Responsibility in a Nutshell
People with Responsibility take ownership completely. When they commit, they don't just do the task; they own the outcome. They feel a deep, personal obligation to deliver.
People with high Responsibility are uncomfortable making excuses. They think in terms of what they can control, not what got in the way. They finish what they start. If something goes wrong, they don't point fingers; they fix it.
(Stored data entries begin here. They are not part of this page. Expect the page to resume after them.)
Issue #1134, opened 2024-08-28
[Bug] compareLabel on slider maps not populating


acblackford:
### Context

Any slider maps that specifically call compareLabel in the mdx do not display any text, but the maps that do not set this and let it handle on its own do display the date comparisons correctly. An example is in the urban heat data story, where the first slider does not call anything and shows the 2001 vs 2019 call but the next slider sets a compareLabel and does not show any text on the label.

URL:  https://www.earthdata.nasa.gov/dashboard/stories/urban-heating

Blocking a release? (y/n): n

Regression issue? (y/n): n
[If yes, add Regression label]

Priority: low (P3)

### Steps to reproduce the issue

1. [Step 1 to reproduce]
2. [Step 2 to reproduce]

PR #1153, opened 2024-09-13
Fix compare label on block map

hanbyul-here:
**Related Ticket:** Close https://github.com/NASA-IMPACT/veda-ui/issues/1134

### Description of Changes
This change needs to be included for R3. This branch needs to be used to cut the patch (So this doesn't need to be merged to main - but I will cut a release on this branch when approved.)  This branch is off from v5.7.0 not to include the latest changes on main

### Validation / Testing
Check the two compare maps on mdx page to see the fix https://deploy-preview-1153--veda-ui.netlify.app/sandbox/mdx-page

### DIFF
--- a/app/scripts/components/common/blocks/block-map.tsx
+++ b/app/scripts/components/common/blocks/block-map.tsx
@@ -1,6 +1,7 @@
 import React, { useMemo, useState, useEffect } from 'react';
 import styled from 'styled-components';
 import { MapboxOptions } from 'mapbox-gl';
+import * as dateFns from 'date-fns';
 import {
   convertProjectionToMapbox,
   projectionDefault,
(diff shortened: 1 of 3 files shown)


slesaad (approved):
This looks good!

Although I noticed that in the image comparison, the labels get cut off by the slider - see this page - https://deploy-preview-1153--veda-ui.netlify.app/data-catalog/no2

Doesn't need to be fixed now, but just maybe needs to be tracked for later.

dzole0311:
> Although I noticed that in the image comparison, the labels get cut off by the slider

Thanks for pointing that @slesaad! This seems to be the implemented behavior of the `react-compare-image` npm package we use for the image comparison (similar example here: https://react-compare-image.yuuniworks.com/?path=/story/basic--show-labels). It looks like this behavior is common across other comparison libraries too like `react-compare-slider` (example: https://react-compare-slider.vercel.app/?path=/story/recipes--item-labels). 

We can keep track on it for later, though I'm unsure if there's a simple fix given how those libs work 🤔

dzole0311 (approved):

PR #121, opened 2014-03-04
Tab complete file paths containing spaces

### LINKED ISSUE #83: Tab-completing filenames with spaces
Filenames with spaces don't appear to be handled correctly for tab completion.

They are completed, but the space is not escaped and the file path is not in quotes.

georgebrock:
- Adds support for tab completing file names with spaces.
- Handles quoted arguments correctly (i.e. spaces are not escaped within quotes)

Fixes #83

### DIFF
--- a/lib/gitsh/completer.rb
+++ b/lib/gitsh/completer.rb
@@ -36,14 +36,6 @@ module Gitsh
         end
       end
 
-      def full_input
-        readline.line_buffer
-      end
-
-      def input_before_current_argument
-        full_input[0...-input.length]
-      end
-
       def escape(arg)
         if completing_quoted_argument?
           arg.strip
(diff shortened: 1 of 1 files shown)


lib/gitsh/completer.rb
```diff
@@ -37,11 +37,30 @@ def available_completers
       end
 
       def completing_arguments?
-        full_input = readline.line_buffer
         tokens = full_input.split
         tokens.any? && full_input.end_with?(' ') || tokens.size > 1
       end
 
+      def completing_quoted_argument?
```
georgebrock: This could probably be more accurately implemented using `rl_completion_found_quote`, `rl_completion_quote_character`, or some combination of the two.

Issue #198, opened 2014-11-10
Support nested subshells


georgebrock:
The current parsing rules for subshells are a little naive: the subshell command will be everything from the `$(` to the first `)`, regardless of any other opening parentheses in between.

This prevent nested subshells, and also subshells containing parentheses for any other reason.

georgebrock:
Subshells are now merged, so we should get this done before the next release.

georgebrock:
Closed in favour of #218

PR #199, opened 2014-11-10
Subshells

georgebrock:
Support for subshells, e.g. `:echo "In $(!pwd)"`

The current parser rules don't support nesting, which might be a blocker (see #198), but I wanted to open a PR with this before it got too huge.

(Specs pass locally, Travis is suffering from the usual Readline segfault shenanigans)


georgebrock:
Thanks for the review, Joe. Finally merging this now that 0.9 is out; I'll prioritise fixing nested subshells for the next release.

PR #208, opened 2014-12-26
Fix install download URL

lf-:


georgebrock:
@lf- Thanks for the fix. The build failure is an unrelated Ruby/readline problem which I've not managed to track down yet.

I've merged this patch as bbb53ad031c95d78a364c090fc8620c645aeac62 (the commit ID changed because I re-wrote the commit message to describe the fix)

Issue #197, opened 2014-11-10
Variables in arguments should be lazily evaluated


georgebrock:
Variable values are substituted into commands by the `Gitsh::Transformer` as part of the parsing process. The result is that a `Gitsh::Command::Tree::*`—which composes two or more commands—doesn't work as expected when the LHS modified a variable that is used on the RHS.

Lazily evaluating argument values as part of the `Gitsh::Command::*#execute` method should solve this problem.

The expected behaviour is:

```
% :set x "1"
% :set x "2"; :echo $x
2
% :echo $x
2
```

The actual behaviour is:

```
% :set x "1"
% :set x "2"; :echo $x
1
% :echo $x
2
```

georgebrock:
Now that unset variables are going to be an error, when they're lazily evaluated it should also be possible to handle this kind of situation:

```
% :set b "This is B"
% :echo $a || :echo $b
This is B
```

georgebrock:
This is more-or-less done on the `gb-lazy-variables-original` branch. Waiting on #210 to open a PR.

Issue #136, opened 2014-03-12
Unset variables should error


mike-burns:
`commit $foo`, when `$foo` is unset, should print an error message and not continue.

This is in `transformer.rb`, in the `:var` rule.

Currently it passes an empty string to `#spawn` as the last argument:

    ["/usr/bin/env", "git", "commit"@0, ""]

Ideally this should do something more predictable: either error, or pass the empty string (`"\"\""`). Calle and I vote: error.

georgebrock:
I was wrong. Unset variables should be errors.

PR #209, opened 2015-01-09
Eliminate nils

georgebrock:
This PR paves the way for making unset variables raise an error (#136) which in turn will pave the way for lazily evaluating variables in command arguments (#197).

After attempting to implement lazy variable evaluation directly it became apparent that staying consistent with the way general purpose Unix shells handle unset variables is going to introduce a lot of complexity, far more than keeping that behaviour would justify (@mike-burns never liked it anyway—see discussion on #136—and I probably should have listened).

* Modify `Gitsh::Environment#fetch` and `Gitsh::GitRepository#config` to raise if no default value is given.
* Move default values from arguments to blocks to easily distinguish between “there is no default” and “the default is set to `nil`”.
* Remove `Gitsh::Environment#[]` and `Gitsh::MagicVariables#[]` entirely, in favour of `#fetch` methods.
* Update `Gitsh::Environment#fetch` to read from magic variables, which were previously only accessible via `#[]`.

### DIFF
--- a/lib/gitsh/environment.rb
+++ b/lib/gitsh/environment.rb
@@ -20,7 +20,7 @@ module Gitsh
       if force_default
         DEFAULT_GIT_COMMAND
       else
-        fetch('gitsh.gitCommand', DEFAULT_GIT_COMMAND, true)
+        fetch('gitsh.gitCommand', true) { DEFAULT_GIT_COMMAND }
       end
     end
 
@@ -28,19 +28,18 @@ module Gitsh
       self['gitsh.gitCommand'] = git_command
     end
 
-    def [](key)
-      magic_variables[key.to_sym] || variables[key.to_sym] || repo.config(key.to_s)
-    end
-
     def []=(key, value)
       variables[key.to_sym] = value
     end
 
-    def fetch(key, default, force_default_git_command = false)
-      variables.fetch(
-        key.to_sym,
-        repo.config(key.to_s, default, force_default_git_command)
-      )
+    def fetch(key, force_default_git_command = false, &block)
+      magic_variables.fetch(key.to_sym) do
+        variables.fetch(key.to_sym) do
+          repo.config(key.to_s, force_default_git_command, &block)
+        end
+      end
+    rescue KeyError
+      raise KeyError, "Variable '#{key}' is not set"
     end
 
     def config_variables
@@ -88,7 +87,7 @@ module Gitsh
     end
 
     def repo_config_color(name, default)
-      if color_override = self[name]
+      if color_override = fetch(name) { false }
         repo.color(color_override)
       else
         repo.config_color(name, default)
--- a/lib/gitsh/git_repository.rb
+++ b/lib/gitsh/git_repository.rb
@@ -54,7 +54,7 @@ module Gitsh
       git_output('remote').lines
     end
 
-    def config(name, default = nil, force_default_git_command = false)
+    def config(name, force_default_git_command = false)
       command = git_command(
         "config --get #{Shellwords.escape(name)}",
         force_default_git_command
@@ -62,8 +62,10 @@ module Gitsh
       out, err, status = Open3.capture3(command)
       if status.success?
         out.chomp
+      elsif block_given?
+        yield
       else
-        default
+        raise KeyError, "Git configuration variable #{name} is not set"
       end
     end
 
--- a/lib/gitsh/magic_variables.rb
+++ b/lib/gitsh/magic_variables.rb
@@ -4,9 +4,11 @@ module Gitsh
       @repo = repo
     end
 
-    def [](key)
+    def fetch(key)
       if available_variables.include?(key)
         send(key)
+      else
+        yield
       end
     end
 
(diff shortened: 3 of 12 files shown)


lib/gitsh/magic_variables.rb
```diff
@@ -4,9 +4,13 @@ def initialize(repo)
       @repo = repo
     end
 
-    def [](key)
+    def fetch(key)
       if available_variables.include?(key)
         send(key)
+      elsif block_given?
```
jferris: It looks like this is only used from `Environment`, and a block is always provided.

georgebrock: Good point, I'll remove the extra branch from the conditional.

lib/gitsh/environment.rb
```diff
@@ -88,7 +87,7 @@ def repo_has_untracked_files?
     end
 
     def repo_config_color(name, default)
-      if color_override = self[name]
+      if color_override = fetch(name) { nil }
```
jessieay: I haven't seen this syntax with `fetch` before - what is the purpose of passing `{ nil }` here?

georgebrock: If the key doesn't exist, `#fetch` will yield to the block for the default value. In this case, the default value is `nil`.

lib/gitsh/git_repository.rb
```diff
@@ -62,8 +62,10 @@ def config(name, default = nil, force_default_git_command = false)
       out, err, status = Open3.capture3(command)
       if status.success?
         out.chomp
+      elsif block_given?
+        yield
       else
-        default
+        raise KeyError, "Git configuration variable #{name} is not set"
```
jessieay: I am wondering if these changes make sense in this case - if we are going to raise an error when the config var isn't set, why not just call it normally rather than `fetch`? Is it just so the error message is more readable?

lib/gitsh/environment.rb
jessieay: Interesting - so how is this better than what we had before? (I previously understood the benefit of `fetch` to be that it would not return `nil`)

jessieay: oh wait, I think I may have misunderstood. This is if the KEY doesn't exist, not if it doesn't have a value. Nevermind then! :)

spec/units/git_repository_spec.rb
```diff
@@ -171,32 +171,40 @@
...
-          run 'git config --local alias.zecho "!echo zzz"'
-          expect(repo.config('alias.zecho')).to eq '!echo zzz'
+    context 'for a variable that is set' do
+      it 'returns a git configuration value' do
+        with_a_temporary_home_directory do
+          in_a_temporary_directory do
+            repo = Gitsh::GitRepository.new(env)
+            run 'git init'
+            run 'git config --local alias.zecho "!echo zzz"'
+            expect(repo.config('alias.zecho')).to eq '!echo zzz'
```
jessieay: newlines to separate spec phases?

lib/gitsh/environment.rb
georgebrock: I removed the `#[]` method, to avoid having a method that might return `nil`: This is one of the very few cases where a `nil` would be useful, and I thought it was better to be explicit and use the slightly odd looking `{ nil }` here, rather than keep the `#[]` method that might let `nil` values accidentally leak into places where they're not wanted.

At their best, people with high Responsibility are the ones you can count on absolutely. They carry the weight of their commitments. Teams function better when they know someone genuinely owns the outcome.
Your Key Contributions
- Following through: Your sense of ownership means the team can rely on you to follow through on every commitment
- Owning outcomes: You take ownership of outcomes, not just tasks, which means important work doesn't get dropped
- Raising accountability: Your reliability sets a standard the team starts to meet, strengthening trust across the group
Watch Out For
- Taking on too much and overcommitting
- Difficulty delegating because you don't trust others to deliver
- Burning out from carrying too many commitments alone
- Getting frustrated with people who don't take ownership
The 2 Sides of Responsibility
What Energises You
- Being trusted with something important
- Owning an outcome and delivering it
- Working with people who also take responsibility seriously
- Getting credit for work you've fully owned
- Knowing others count on you
What Drains You
- Being held responsible for things outside your control
- Working with people who make excuses or blame others
- Organisations that don't take accountability seriously
- Watching important commitments slip without ownership
- Not being trusted with real responsibility
How Others See You
How to Invest in Responsibility for Work
If You're high in Responsibility
- Be clear about what you own versus what you're supporting.
- Delegate fully; give others the chance to build ownership too.
- Pair with Achiever or Discipline to channel your ownership into sustained delivery.
- Know that sometimes things fail despite your best effort; that's not failure.
Managing Someone Who Leads with Responsibility
- Trust them with ownership and get out of the way.
- Don't pile too much on one person because they can carry it.
- Give them the authority that matches their accountability.
- Acknowledge the weight they carry; don't take it for granted.
Connecting with Someone who Leads with Responsibility
- Make clear asks and trust them to deliver.
- Don't ask them to explain why they failed; ask how you can help them fix it.
- Give them real responsibility, not just tasks.
- Follow through on your commitments to them; they'll remember if you don't.